Hello everyone,
I have a function that looks like this:
proc returnZero[T]() : T =
return T(0)
and I would like to provide a default implementation that doesn't not require to call the T type, defaulting it to float64.
The call would look like:
let val = returnZero() #returns a float64, instead of typing returnZero[float64]()
I have tried to implement a secondary proc to do so, but the compiler complains about ambiguous calls:
proc returnZero() : float64 =
return float64(0)
Is there a way to achieve this?
Try this:
proc returnZero(T: typedesc = typedesc[float64]): T = T(0)
discard returnZero(int)
discard returnZero()
Although you might want to use system.default[T]() instead
Thanks for the answer.
The system.default() is a nice option, but the code I proposed was only a minimal example, in my real case I don't need to return a zero.
Regarding the option you proposed, I only have the problem that I would still like to maintain the
let val = returnZero[int]()
syntax for values that are not the default.

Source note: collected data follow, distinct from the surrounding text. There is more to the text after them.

PR #27164, opened 2026-03-06
fix(confirmations): use address from tx and handle empty claimable positions

matallui:
## **Description**

`PredictClaimFooter` was internally reading the selected account address via `selectSelectedInternalAccountAddress` selector, which could be stale or mismatched with the actual transaction address. This change:

1. Accepts `address` as a prop so the parent passes the address directly from the transaction context, ensuring consistency.
2. Adds an `onError` callback prop that fires when the component encounters no won positions to claim, allowing the parent to handle the error appropriately instead of silently rendering nothing.
3. Removes the internal `selectSelectedInternalAccountAddress` selector dependency and the `?? '0x0'` fallback.

## **Changelog**

CHANGELOG entry: null

## **Related issues**

Fixes: https://github.com/MetaMask/MetaMask-planning/issues/7093

## **Manual testing steps**

```gherkin
Feature: Predict claim confirmation

  Scenario: user claims winning prediction positions
    Given user has winning prediction positions for their account

    When user opens the claim confirmation
    Then the claim footer displays the correct positions and claim button

  Scenario: user attempts to claim with no winning positions
    Given user has no winning prediction positions for the given address

    When user opens the claim confirmation
    Then the onError callback is invoked with an error message
```

### **Before**

N/A - logic-only change

### **After**

N/A - logic-only change

---

> [!NOTE]
> **Medium Risk**
> Touches confirmation flow for `predictClaim` by changing how the claim footer derives the address and how errors trigger rejection, which could affect whether a user can confirm or gets auto-rejected in edge cases.
> 
> **Overview**
> Updates the `predictClaim` confirmation footer to derive the wallet address from the current transaction (`txParams.from`) instead of the selected account, avoiding mismatches when the selected account is stale.
> 
> Adds an `onError` callback to `PredictClaimFooter` and triggers it (while rendering `null`) when there is no transaction address or no won/claimable positions; the parent `Footer` wires this to `onReject` so empty claims are handled explicitly. Tests are updated to cover the new `onError` behavior and the no-positions path.
> 
> <sup>Written by [Cursor Bugbot](https://cursor.com/dashboard?tab=bugbot) for commit 76bc72f54b704b006edfd4683c625333e753713c. This will update automatically on new commits. Configure [here](https://cursor.com/dashboard?tab=bugbot).</sup>


app/components/Views/confirmations/components/footer/footer.tsx
```diff
@@ -194,7 +194,13 @@ export const Footer = () => {
     transactionMetadata &&
     hasTransactionType(transactionMetadata, [TransactionType.predictClaim])
   ) {
-    return <PredictClaimFooter onPress={onConfirm} />;
+    return (
+      <PredictClaimFooter
+        address={transactionMetadata.txParams.from}
```
matthewwalsh0: Minor, we could read this inside the component since it's confirmation specific.

app/components/Views/confirmations/components/predict-confirmations/predict-claim-footer/predict-claim-footer.tsx
```diff
@@ -24,22 +23,33 @@ import ButtonHero from '../../../../../../component-library/components-temp/Butt
...
+      address,
     }),
   );
 
-  if (!wonPositions?.length) {
+  const hasNoPositions = !wonPositions?.length;
+
+  useEffect(() => {
+    if (hasNoPositions) {
+      onError(new Error('Tried to claim but no positions were won'));
```
matthewwalsh0, line 50: This is a logical fallback, but ideally we'd check the state before we even add the transaction, meaning this shouldn't be possible?

matthewwalsh0 (dismissed):

app/components/Views/confirmations/components/predict-confirmations/predict-claim-footer/predict-claim-footer.tsx
matallui: We do check the state before we send the TX, that is why I can't figure out why this bug is happening. Either way, we should never let the user get to this state, so IMO it's still a good fallback to error the tx so we can catch that and show an error to the user.

app/components/Views/confirmations/components/footer/footer.tsx
matallui: Updated the PR to grab this info inside the component rather than passing `address` as a prop

matthewwalsh0 (approved):

PR #27324, opened 2026-03-11
fix(perps): prevent action button flash when navigating to market with open position [codex]

abretonc7s:
WIP — TAT-2236 (Codex session).


abretonc7s:
Pausing Codex experiment — need to configure approval policy first before running autonomously.

PR #26258, opened 2026-02-19
fix(oauth): add RefreshTokenHttpError and guard refreshAuthTokens in MaxKeyChainLength recovery

himanshuchawla009:
## Explanation

Companion to MetaMask/core#7989.

### 1. `RefreshTokenHttpError` in `AuthTokenHandler`

The core `SeedlessOnboardingController` now distinguishes permanent token failures (401) from transient ones to apply the right recovery strategy. It does this by checking whether the error thrown by `refreshJWTToken` is a `RefreshTokenHttpError` with `statusCode === 401`.

Previously `AuthTokenHandler` threw a plain `Error('Failed to refresh JWT token')` for all non-2xx responses, making this distinction impossible. This PR adds a `RefreshTokenHttpError` class that carries the HTTP `statusCode`, giving the controller the information it needs

### 2. try/catch around `refreshAuthTokens` in the `MaxKeyChainLengthExceeded` recovery path

`refreshAuthTokens` is called fire-and-forget in the `MaxKeyChainLengthExceeded` recovery path before `rehydrateSeedPhrase`. If the refresh token is already stale or revoked (which is precisely the scenario that triggers this path), the call would throw and abort rehydration entirely — leaving the user stuck.

Wrapping in try/catch logs the error and lets rehydration proceed regardless.

### 3. encryptorAdapter for SeedlessOnboardingController
KeyringController has a generic EncryptionResult type that accepts our mobile Encryptor's cipher property. However, SeedlessOnboardingController uses a fixed VaultEncryptor type (from ExportableKeyEncryptor) that strictly requires data instead of cipher.

## **Changelog**

CHANGELOG entry: null

## References

- Companion PR: MetaMask/core#7989 — fixes JWT token refresh race conditions in `SeedlessOnboardingController`

## Checklist

- [ ] I've updated the test suite for new or updated code as appropriate
- [ ] I've updated documentation (JSDoc, Markdown, etc.) for new or updated code as appropriate
- [ ] I've manually tested the PR (required)

---

> [!NOTE]
> **Medium Risk**
> Touches OAuth token refresh and seedless recovery flows; incorrect error typing/handling could change recovery behavior for revoked or transient refresh-token failures.
> 
> **Overview**
> Improves seedless OAuth token-refresh error handling so callers can distinguish auth-server HTTP failures by status code.
> 
[...]

PR #27382, opened 2026-03-11
fix(seedless-onboarding): handle both vault formats in encryptorAdapter cp-7.69.0

himanshuchawla009:
## Explanation

Fixes a critical regression introduced by PR #26258 (`encryptorAdapter` for SeedlessOnboardingController) that permanently locks affected users out of their wallets.

### Root cause

The `encryptorAdapter` overrides `encryptWithKey` to write vaults using a `data` field (browser-passworder standard), and overrides `decryptWithKey` to read from `data`. However, `decrypt` and `decryptWithDetail` were left as spreads from `...encryptor` — the mobile Encryptor — which internally reads `cipher`.

The only passwordless `#updateVault` call (in `#doRefreshAuthTokens`, line 2193 in the controller) fires automatically in the background whenever the wallet is unlocked and a JWT token refresh succeeds. After this runs:

1. Vault is written to AsyncStorage in **`data` format** (adapter's `encryptWithKey`)
2. Wallet locks (auto-lock or restart)
3. `vaultEncryptionKey` is cleared (not persisted)
4. User tries to unlock → `decryptWithDetail` (mobile Encryptor) reads `JSON.parse(vault).cipher` → **`undefined`**
5. `Buffer.from(undefined, 'base64')` → **crash** → user is permanently locked out

Every subsequent unlock attempt fails the same way — there is no recovery path without a fix.

### Fix

Three changes to `encryptorAdapter`:

1. **`decrypt`** — overridden to call `normalizeVaultFormat` before delegating to `encryptor.decrypt`, mapping `data` → `cipher` for vaults written by the adapter.
2. **`decryptWithDetail`** — same normalization before delegating to `encryptor.decryptWithDetail`.
3. **`decryptWithKey`** — falls back to `encryptedObject.cipher` when `encryptedObject.data` is absent, so pre-adapter vaults (stored with `cipher`) remain readable.

The `normalizeVaultFormat` helper adds a `cipher` field equal to `data` when a vault has `data` but not `cipher`. Vaults already in `cipher` format pass through unchanged.

### Impact

- Only **seedless onboarding users** are affected
- Triggered automatically after any background JWT token refresh while the wallet is unlocked

## References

Dumb question.. wouldn't it then make sense to define your "default type proc"?
proc returnZero[T]() : T =
return T(0)
proc returnZeroDefault() : float =
return returnZero[float]()
echo returnZeroDefault()
echo returnZero[int]()
I just realized that this syntax seems to compile, even if it doesn't work:
proc returnZero[T = float]() : T =
return T(0)
Will this syntax work in the future? I think it is quite neat in its separation between types and values, opposed to the typedesc implementation.